╭──

PR #241, opened 2024-01-30
Return list of dicts in query API

bourque:
# Change Summary

## Overview
This PR modifies the query API to return a list of dicts instead of a list of tuples, thus making the responses easier to read/parse. I also renamed the module (`queries.py`) to `query_api.py` to be consistent with the other data access API modules. 

## Updated Files

- `sds_data_manager/lambda_code/SDSCode/query_api.py`
   - Renamed from `queries.py`; converted results from list of tuples to list of dicts
- `pyproject.toml`
   - Ignoring line too long error in `test_query_api` -- Caught in a loophole where `ruff` simultaneously wants to format the dict so that each key is on its own line, but also complains that one of those lines is too long. I thought this was the best workaround.
-   `sds_data_manager/stacks/sds_api_manager_stack.py`
   - Updated `query_api` name 
- `tests/lambda_endpoints/test_query_api.py`
   - Updated tests to reflect changes

### DIFF
--- a/sds_data_manager/lambda_code/SDSCode/query_api.py
+++ b/sds_data_manager/lambda_code/SDSCode/query_api.py
@@ -87,6 +87,14 @@ def lambda_handler(event, context):
     # Convert the search results (list of tuples) to a list of dicts
     search_results = [result._asdict() for result in search_results]
 
+    # Convert datetimes to string values of format 'YYYYMMDD'
+    # Also remove values that are not needed by users
+    for result in search_results:
+        result["start_date"] = result["start_date"].strftime("%Y%m%d")
+        result["end_date"] = result["end_date"].strftime("%Y%m%d")
+        del result["id"]
+        del result["status_tracking_id"]
+
     logger.info(
         "Found [%s] Query Search Results: %s", len(search_results), str(search_results)
     )
@@ -94,7 +102,7 @@ def lambda_handler(event, context):
     # Format the response
     response = {
         "statusCode": 200,
-        "body": json.dumps(str(search_results)),  # returns a list of tuples
+        "body": json.dumps(search_results),  # returns a list of tuples
         "headers": {
             "Content-Type": "application/json",
             "Access-Control-Allow-Origin": "*",  # Allow CORS
--- a/sds_data_manager/lambda_code/SDSCode/query_api.py
+++ b/sds_data_manager/lambda_code/SDSCode/query_api.py
@@ -1,4 +1,5 @@
-# Standard
+"""Contains the lambda handler for the 'query' data access API"""
+
 import datetime
 import json
 import logging
@@ -81,19 +82,23 @@ def lambda_handler(event, context):
 
     engine = db.get_engine()
     with Session(engine) as session:
-        search_result = session.execute(query).all()
+        search_results = session.execute(query).all()
+
+    # Convert the search results (list of tuples) to a list of dicts
+    search_results = [result._asdict() for result in search_results]
 
     logger.info(
-        "Found [%s] Query Search Results: %s", len(search_result), str(search_result)
+        "Found [%s] Query Search Results: %s", len(search_results), str(search_results)
     )
 
     # Format the response
     response = {
         "statusCode": 200,
-        "body": json.dumps(str(search_result)),  # returns a list of tuples
+        "body": json.dumps(str(search_results)),  # returns a list of tuples
         "headers": {
             "Content-Type": "application/json",
             "Access-Control-Allow-Origin": "*",  # Allow CORS
         },
     }
+
     return response
--- a/tests/lambda_endpoints/test_query_api.py
+++ b/tests/lambda_endpoints/test_query_api.py
@@ -57,24 +57,29 @@ def setup_test_data(test_engine):
 @pytest.fixture()
 def expected_response():
     expected_response = json.dumps(
-        str(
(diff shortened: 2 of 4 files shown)


tests/lambda_endpoints/test_query_api.py
```diff
@@ -59,18 +59,18 @@ def expected_response():
...
-                    "raw",
-                    datetime.datetime(2025, 11, 7, 0, 0),
-                    datetime.datetime(2025, 11, 8, 0, 0),
-                    "v02-01",
-                    "pkts",
-                    1,
-                )
+                {
+                    "id": 1,
+                    "file_path": "test/file/path/imap_hit_l0_raw_20251107_20251108_v02-01.pkts",
```
greglucas: If it is just this link causing issues you can add an inline noqa as well if you find that more helpful so it doesn't ignore other lines within the file.
```suggestion
                    "file_path": "test/file/path/imap_hit_l0_raw_20251107_20251108_v02-01.pkts",  # noqa: E501
```

Could you add a quick test that asserts you can `json.loads(response["body"])` as well?

tests/lambda_endpoints/test_query_api.py
```diff
@@ -59,18 +59,18 @@ def expected_response():
     expected_response = json.dumps(
         str(
```
greglucas: I think this might be an issue with the `str(` call here that I was running into yesterday. Can you remove that and let json dump the objects directly to string?

```
>>> json.dumps([1, 2, 3])
'[1, 2, 3]'
>>> json.dumps(str([1, 2, 3]))
'"[1, 2, 3]"'
```

sds_data_manager/lambda_code/SDSCode/query_api.py
```diff
@@ -81,19 +82,23 @@ def lambda_handler(event, context):
 
     engine = db.get_engine()
     with Session(engine) as session:
-        search_result = session.execute(query).all()
+        search_results = session.execute(query).all()
+
+    # Convert the search results (list of tuples) to a list of dicts
+    search_results = [result._asdict() for result in search_results]
```
greglucas, line 88: Do we want to return everything from the database, or a limited subset of entries? I don't have a preference either way, so totally up to others if we want to trim even more columns/attributes off before returning to users.

greglucas (commented):
I think we want to remove the `str(xyz)` calls before dumping the json objects to string.

sds_data_manager/lambda_code/SDSCode/query_api.py
bourque: I think it would make sense to strip out the `id` and `status_tracking_id`, since those are more for our own bookkeeping instead of for users.

tests/lambda_endpoints/test_query_api.py
bourque: Unfortunately this wouldn't work with `datetime` objects:

```
 TypeError: Object of type datetime is not JSON serializable
```

greglucas: Hm... Can we change those datetime objects to strings somewhere along the path before returning? What do end users need, the start_date and end_date as YYYYMMDD string is all, or do we need the full datetime object printed out?

tests/lambda_endpoints/test_query_api.py
bourque: Thanks! I always forget about that handy `noqa` thing.

tests/lambda_endpoints/test_query_api.py
bourque: Thanks for the suggestion, I got things working this way.

greglucas (approved):
Looks great!

sds_data_manager/lambda_code/SDSCode/query_api.py
```diff
@@ -81,19 +82,31 @@ def lambda_handler(event, context):
...
+
+    # Convert datetimes to string values of format 'YYYYMMDD'
+    # Also remove values that are not needed by users
+    for result in search_results:
+        result["start_date"] = result["start_date"].strftime("%Y%m%d")
+        result["end_date"] = result["end_date"].strftime("%Y%m%d")
+        del result["id"]
+        del result["status_tracking_id"]
```
greglucas, line 96: This should be left as a follow-up PR, but out of curiosity would it make sense to:

1. store the start_date and end_date directly as strings? Do we need the datetime / does it make it handy to store that in the DB rather than just the raw strings? Above we even do conversions from the user input to dates, so there is kind of a double transformation going on here.
```python
            query = query.where(
                models.FileCatalog.start_date
                <= datetime.datetime.strptime(value, "%Y%m%d")
```
2. Have the SQL query not return `id` and `status_tracking_id` somehow?

bourque: Good questions, and agree that they warrant a follow-up discussion/PR.

Do we know if we or the users will ever care about a time component to the start/end date? In other words, will it ever be important to know what time(s) of day a particular file covers? 

If the answer is 'yes', then it makes sense to me to keep some sort of full `datetime` component stored in the database, and then have the APIs figure out how to show that information based on the use case.

bourque:
I'm going to merge this now so that I can prep for API demo for our meeting next week, but other reviewers feel free to comment here if you would like to see any other changes!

╰──

Exercise instructions =
Output the full listing exactly as it stands.

Answer space =
PR #241, opened 2024-01-30
Return list of dicts in query API

bourque:
# Change Summary

## Overview
This PR modifies the query API to return a list of dicts instead of a list of tuples, thus making the responses easier to read/parse. I also renamed the module (`queries.py`) to `query_api.py` to be consistent with the other data access API modules. 

## Updated Files

- `sds_data_manager/lambda_code/SDSCode/query_api.py`
   - Renamed from `queries.py`; converted results from list of tuples to list of dicts
- `pyproject.toml`
   - Ignoring line too long error in `test_query_api` -- Caught in a loophole where `ruff` simultaneously wants to format the dict so that each key is on its own line, but also complains that one of those lines is too long. I thought this was the best workaround.
-   `sds_data_manager/stacks/sds_api_manager_stack.py`
   - Updated `query_api` name 
- `tests/lambda_endpoints/test_query_api.py`
   - Updated tests to reflect changes

### DIFF
--- a/sds_data_manager/lambda_code/SDSCode/query_api.py
+++ b/sds_data_manager/lambda_code/SDSCode/query_api.py
@@ -87,6 +87,14 @@ def lambda_handler(event, context):
     # Convert the search results (list of tuples) to a list of dicts
     search_results = [result._asdict() for result in search_results]
 
+    # Convert datetimes to string values of format 'YYYYMMDD'
+    # Also remove values that are not needed by users
+    for result in search_results:
+        result["start_date"] = result["start_date"].strftime("%Y%m%d")
+        result["end_date"] = result["end_date"].strftime("%Y%m%d")
+        del result["id"]
+        del result["status_tracking_id"]
+
     logger.info(
         "Found [%s] Query Search Results: %s", len(search_results), str(search_results)
     )
@@ -94,7 +102,7 @@ def lambda_handler(event, context):
     # Format the response
     response = {
         "statusCode": 200,
-        "body": json.dumps(str(search_results)),  # returns a list of tuples
+        "body": json.dumps(search_results),  # returns a list of tuples
         "headers": {
             "Content-Type": "application/json",
             "Access-Control-Allow-Origin": "*",  # Allow CORS
--- a/sds_data_manager/lambda_code/SDSCode/query_api.py
+++ b/sds_data_manager/lambda_code/SDSCode/query_api.py
@@ -1,4 +1,5 @@
-# Standard
+"""Contains the lambda handler for the 'query' data access API"""
+
 import datetime
 import json
 import logging
@@ -81,19 +82,23 @@ def lambda_handler(event, context):
 
     engine = db.get_engine()
     with Session(engine) as session:
-        search_result = session.execute(query).all()
+        search_results = session.execute(query).all()
+
+    # Convert the search results (list of tuples) to a list of dicts
+    search_results = [result._asdict() for result in search_results]
 
     logger.info(
-        "Found [%s] Query Search Results: %s", len(search_result), str(search_result)
+        "Found [%s] Query Search Results: %s", len(search_results), str(search_results)
     )
 
     # Format the response
     response = {
         "statusCode": 200,
-        "body": json.dumps(str(search_result)),  # returns a list of tuples
+        "body": json.dumps(str(search_results)),  # returns a list of tuples
         "headers": {
             "Content-Type": "application/json",
             "Access-Control-Allow-Origin": "*",  # Allow CORS
         },
     }
+
     return response
--- a/tests/lambda_endpoints/test_query_api.py
+++ b/tests/lambda_endpoints/test_query_api.py
@@ -57,24 +57,29 @@ def setup_test_data(test_engine):
 @pytest.fixture()
 def expected_response():
     expected_response = json.dumps(
-        str(
(diff shortened: 2 of 4 files shown)


tests/lambda_endpoints/test_query_api.py
```diff
@@ -59,18 +59,18 @@ def expected_response():
...
-                    "raw",
-                    datetime.datetime(2025, 11, 7, 0, 0),
-                    datetime.datetime(2025, 11, 8, 0, 0),
-                    "v02-01",
-                    "pkts",
-                    1,
-                )
+                {
+                    "id": 1,
+                    "file_path": "test/file/path/imap_hit_l0_raw_20251107_20251108_v02-01.pkts",
```
greglucas: If it is just this link causing issues you can add an inline noqa as well if you find that more helpful so it doesn't ignore other lines within the file.
```suggestion
                    "file_path": "test/file/path/imap_hit_l0_raw_20251107_20251108_v02-01.pkts",  # noqa: E501
```

Could you add a quick test that asserts you can `json.loads(response["body"])` as well?

tests/lambda_endpoints/test_query_api.py
```diff
@@ -59,18 +59,18 @@ def expected_response():
     expected_response = json.dumps(
         str(
```
greglucas: I think this might be an issue with the `str(` call here that I was running into yesterday. Can you remove that and let json dump the objects directly to string?

```
>>> json.dumps([1, 2, 3])
'[1, 2, 3]'
>>> json.dumps(str([1, 2, 3]))
'"[1, 2, 3]"'
```

sds_data_manager/lambda_code/SDSCode/query_api.py
```diff
@@ -81,19 +82,23 @@ def lambda_handler(event, context):
 
     engine = db.get_engine()
     with Session(engine) as session:
-        search_result = session.execute(query).all()
+        search_results = session.execute(query).all()
+
+    # Convert the search results (list of tuples) to a list of dicts
+    search_results = [result._asdict() for result in search_results]
```
greglucas, line 88: Do we want to return everything from the database, or a limited subset of entries? I don't have a preference either way, so totally up to others if we want to trim even more columns/attributes off before returning to users.

greglucas (commented):
I think we want to remove the `str(xyz)` calls before dumping the json objects to string.

sds_data_manager/lambda_code/SDSCode/query_api.py
bourque: I think it would make sense to strip out the `id` and `status_tracking_id`, since those are more for our own bookkeeping instead of for users.

tests/lambda_endpoints/test_query_api.py
bourque: Unfortunately this wouldn't work with `datetime` objects:

```
 TypeError: Object of type datetime is not JSON serializable
```

greglucas: Hm... Can we change those datetime objects to strings somewhere along the path before returning? What do end users need, the start_date and end_date as YYYYMMDD string is all, or do we need the full datetime object printed out?

tests/lambda_endpoints/test_query_api.py
bourque: Thanks! I always forget about that handy `noqa` thing.

tests/lambda_endpoints/test_query_api.py
bourque: Thanks for the suggestion, I got things working this way.

greglucas (approved):
Looks great!

sds_data_manager/lambda_code/SDSCode/query_api.py
```diff
@@ -81,19 +82,31 @@ def lambda_handler(event, context):
...
+
+    # Convert datetimes to string values of format 'YYYYMMDD'
+    # Also remove values that are not needed by users
+    for result in search_results:
+        result["start_date"] = result["start_date"].strftime("%Y%m%d")
+        result["end_date"] = result["end_date"].strftime("%Y%m%d")
+        del result["id"]
+        del result["status_tracking_id"]
```
greglucas, line 96: This should be left as a follow-up PR, but out of curiosity would it make sense to:

1. store the start_date and end_date directly as strings? Do we need the datetime / does it make it handy to store that in the DB rather than just the raw strings? Above we even do conversions from the user input to dates, so there is kind of a double transformation going on here.
```python
            query = query.where(
                models.FileCatalog.start_date
                <= datetime.datetime.strptime(value, "%Y%m%d")
```
2. Have the SQL query not return `id` and `status_tracking_id` somehow?

bourque: Good questions, and agree that they warrant a follow-up discussion/PR.

Do we know if we or the users will ever care about a time component to the start/end date? In other words, will it ever be important to know what time(s) of day a particular file covers? 

If the answer is 'yes', then it makes sense to me to keep some sort of full `datetime` component stored in the database, and then have the APIs figure out how to show that information based on the use case.

bourque:
I'm going to merge this now so that I can prep for API demo for our meeting next week, but other reviewers feel free to comment here if you would like to see any other changes!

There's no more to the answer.